I'm not sure when this changed. I've been gone a good portion of the day.


----------



## Victorine (Apr 23, 2010)

Wow! That's amazing. I'm hoping to order one in early September... hopefully they won't be backlogged by then. 

Vicki


----------



## JetJammer (Jan 18, 2009)

Hmm, looks to me like the white 3G + WiFi and the WiFi only are sold out/backordered to Sept 4, but graphite 3G + WiFi are still available August 27th, or did I read it wrong?

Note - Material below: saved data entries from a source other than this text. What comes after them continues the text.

PR #393, opened 2022-06-14
Added option use_bmm to enable triton codegen for bmm

vesuppi:
Added an initial triton implementation of bmm and an option `use_bmm` to enable that in torchinductor. Modified `ir.py` and `wrapper.py` similarly as before.

### DIFF
--- a/torchinductor/triton_ops/batched_matmul.py
+++ b/torchinductor/triton_ops/batched_matmul.py
@@ -1,0 +1,254 @@
+import torch
+import triton
+import triton.language as tl
+from triton.ops.matmul_perf_model import early_config_prune
+from triton.ops.matmul_perf_model import estimate_matmul_time
+
+
+def init_to_zero(name):
+    return lambda nargs: nargs[name].zero_()
+
+
+def get_configs_io_bound():
+    configs = []
+    for num_stages in [2, 3, 4, 5, 6]:
+        for block_m in [16, 32]:
+            for block_k in [32, 64]:
+                for block_n in [32, 64, 128, 256]:
+                    num_warps = 2 if block_n <= 64 else 4
+                    configs.append(
+                        triton.Config(
+                            {
+                                "BLOCK_M": block_m,
+                                "BLOCK_N": block_n,
+                                "BLOCK_K": block_k,
+                                "SPLIT_K": 1,
+                            },
+                            num_stages=num_stages,
+                            num_warps=num_warps,
+                        )
+                    )
+                    # split_k
+                    for split_k in [2, 4, 8, 16]:
+                        configs.append(
+                            triton.Config(
+                                {
+                                    "BLOCK_M": block_m,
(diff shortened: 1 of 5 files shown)


torchinductor/triton_ops/batched_matmul.py
```diff
@@ -0,0 +1,261 @@
...
+    rm = pid_m * BLOCK_M + tl.arange(0, BLOCK_M)
+    rn = pid_n * BLOCK_N + tl.arange(0, BLOCK_N)
+    C = C + (rm[:, None] * stride_cm + rn[None, :] * stride_cn)
+    C += bid * M * N
+    mask = (rm < M)[:, None] & (rn < N)[None, :]
+    # handles write-back with reduction-splitting
+    if SPLIT_K == 1:
+        tl.store(C, acc, mask=mask)
+    else:
+        tl.atomic_add(C, acc, mask=mask)
```
jansel, line 225: Does this require the output buffer to be zero initialized?  (TorchInductor doesn't zero out new buffers.)

vesuppi: no, it does not require the output buffer to be zero initialized. The accumulator is zero initialized, and the final result is written to the output buffer.

jansel: My understanding is 
```
tl.atomic_add(C, acc, mask=mask)
```

Would implement:
```
C[i] += acc[i]
```
So `acc` gets added to the existing data in `C`

Does atomic_add do something else?

vesuppi: That makes sense, thank you for pointing that out. I think `atomic_add` looks like it's doing that. And in that case, this code seems potentially buggy. I guess for now because `SPLIT_K` is always 1 so the `atomic_add` path is never executed, but when it does, it may require the out buffer to be zero initialized. Emm I'll try some examples to check that (passing a non zero out buffer). Actually the `matmul` implementation is doing the same thing too.

pyjhzwh: https://github.com/openai/triton/blob/master/python/test/unit/operators/test_matmul.py#L76-L83
You may use this to force the SPILT_K to be > 1

vesuppi: Great thanks

> https://github.com/openai/triton/blob/master/python/test/unit/operators/test_matmul.py#L76-L83 You may use this to force the SPILT_K to be > 1

Great thanks for the reference! I'll see how to use that.

anijain2305:
@vesuppi Can you rebase this and ping when its ready for review?

vesuppi:
The updated batched matmul has disabled the perf model, which improved the performance a bit. The SPLIT_K thing is not an issue after a closer look. Request for a review? Thanks! @anijain2305

jansel (approved):

PR #394, opened 2022-06-14
Ensure dtype instances are not mapped to TorchVariable()

### LINKED ISSUE #354: isinstance test on dtype causes graph break
```
diff --git a/tests/test_repros.py b/tests/test_repros.py
index 4d590f7..3ede478 100755
--- a/tests/test_repros.py
+++ b/tests/test_repros.py
@@ -1246,3 +1246,11 @@ class ReproTests(torchdynamo.testing.TestCase):
 
         self.assertTrue(same(ref0, res0))
         self.assertTrue(same(ref1, res1))
+
+    def test_isinstance_dtype(self):
+        @torchdynamo.optimize("eager", nopython=True)
+        def fn(x):
+            isinstance(torch.bfloat16, torch.dtype)
+            return x
+
+        fn(torch.randn(3))
```

you get

```
  File "/raid/ezyang/torchdynamo/torchdynamo/convert_frame.py", line 278, in _convert_frame_assert                               
    code = transform_code_object(frame.f_code, transform)                                                                        
  File "/raid/ezyang/torchdynamo/torchdynamo/bytecode_transformation.py", line 338, in transform_code_object                     
    transformations(instructions, code_options)                                                                                  
  File "/raid/ezyang/torchdynamo/torchdynamo/convert_frame.py", line 254, in transform                                           
    tracer.run()                                                                                                                 
  File "/raid/ezyang/torchdynamo/torchdynamo/symbolic_convert.py", line 306, in run                                              
    and self.step()                                                                                                              
  File "/raid/ezyang/torchdynamo/torchdynamo/symbolic_convert.py", line 284, in step                                             
    getattr(self, inst.opname)(inst)                                                                                             
  File "/raid/ezyang/torchdynamo/torchdynamo/symbolic_convert.py", line 145, in wrapper                                          
    return inner_fn(self, inst)                                                                                                  
  File "/raid/ezyang/torchdynamo/torchdynamo/symbolic_convert.py", line 619, in CALL_FUNCTION                                    
    self.call_function(fn, args, {})                                                                                             
  File "/raid/ezyang/torchdynamo/torchdynamo/symbolic_convert.py", line 220, in call_function                                    
    self.push(fn.call_function(self, args, kwargs))                                                                              
  File "/raid/ezyang/torchdynamo/torchdynamo/variables/builtin.py", line 220, in call_function                                   
    result = handler(tx, *args, **kwargs)                                                                                        
  File "/raid/ezyang/torchdynamo/torchdynamo/variables/builtin.py", line 354, in call_isinstance                                 
    arg_type = arg.python_type()                                                                                                 
  File "/raid/ezyang/torchdynamo/torchdynamo/variables/torch.py", line 67, in python_type                                        
    return super().python_type()                                                                                                 
  File "/raid/ezyang/torchdynamo/torchdynamo/variables/base.py", line 137, in python_type                                        
    raise NotImplementedError(f"{self} has no type")                                                                             
NotImplementedError: TorchVariable() has no type 
```

mlazos:
Any `torch.dtype` instance currently gets mapped to a `TorchVariable()` when encountered by TorchDynamo which can cause dynamo to introduce graph breaks when calling `isinstance` on the dtype instance. This is because `TorchVariable` is really only intended to be either modules or methods in `torch.*`, and attempting to access the python type of any other object (not modules or methods) will throw an exception. This change disallows all `torch.dtype` instances so they will now map to `ConstantVariable()`, which is able to access its python type, and is also more "correct" because the `torch.dtype` instances are in fact constants.

Closes #354


anijain2305:
Are you certain that they are getting converted to `ConstantVariable`? From reading `builder.py`, it seems they should get converted to `UserDefinedObject`.

mlazos:
`dtype` has its own little carve out here: https://github.com/pytorch/torchdynamo/blob/main/torchdynamo/variables/builder.py#:~:text=)-,elif%20ConstantVariable.is_literal(value)%20or%20istype(,),-elif%20isinstance(

jansel (approved):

Oops, nope, just looked again. All 3 are backordered to Sept. Wow, and Bezos swore he'd never be short of stock again after the last mad dash!


----------



## Atunah (Nov 20, 2008)

Woah lol. I ordered one 2 or 3 hours ago. I can't even remember, it doesn't tell me the time. I don't recall seeing that notice but I don't think I looked that closely. All it says on the order is that they will notify me by email if they have a estimated delivery time. How do I know if I am still in the first window or on the waiting line now?


----------



## NiLuJe (Jun 23, 2010)

@JetJammer: First time I checked, the *white* 3G was still shown as 'available', but a refresh later, out of stock .


----------



## ReadingRevived (Jul 21, 2010)

I'm curious to know how many people ordered!  20,000? 100,000? Maybe a million?


----------



## Julia (Jul 30, 2010)

Phew! So glad I finally settled and decided which one I wanted for sure!!! Having made 2 cancellations in the last 24 hours trying to make up my mind, I put my final order in this morning. Just in time!


----------



## Julia (Jul 30, 2010)

Did anyone just go check and make sure their order was okay? I did!


----------



## The Hooded Claw (Oct 12, 2009)

Very interesting, sounds like sales are good, even in the era of the iPad! I'm glad I limited my wishy washiness to the first night. I can just sit serenely(well, sorta) till my wifi gets here.


----------



## Atunah (Nov 20, 2008)

Julia said:


> Did anyone just go check and make sure their order was okay? I did!


But how do you check. How does one know which window one is in. All I see is notify by email. What does it say with everyone else that ordered before today and what does it say when one ordered after the notice.


----------



## mlewis78 (Apr 19, 2009)

Ugh -- glad I didn't order at all.  No pre-ordering for me.  I'll wait at least until all the shortage is over, like I did with my DX.  If it goes on and on through the Fall, I don't need a K3.


----------



## The Hooded Claw (Oct 12, 2009)

mlewis78 said:


> Ugh -- glad I didn't order at all. No pre-ordering for me. I'll wait at least until all the shortage is over, like I did with my DX. If it goes on and on through the Fall, I don't need a K3.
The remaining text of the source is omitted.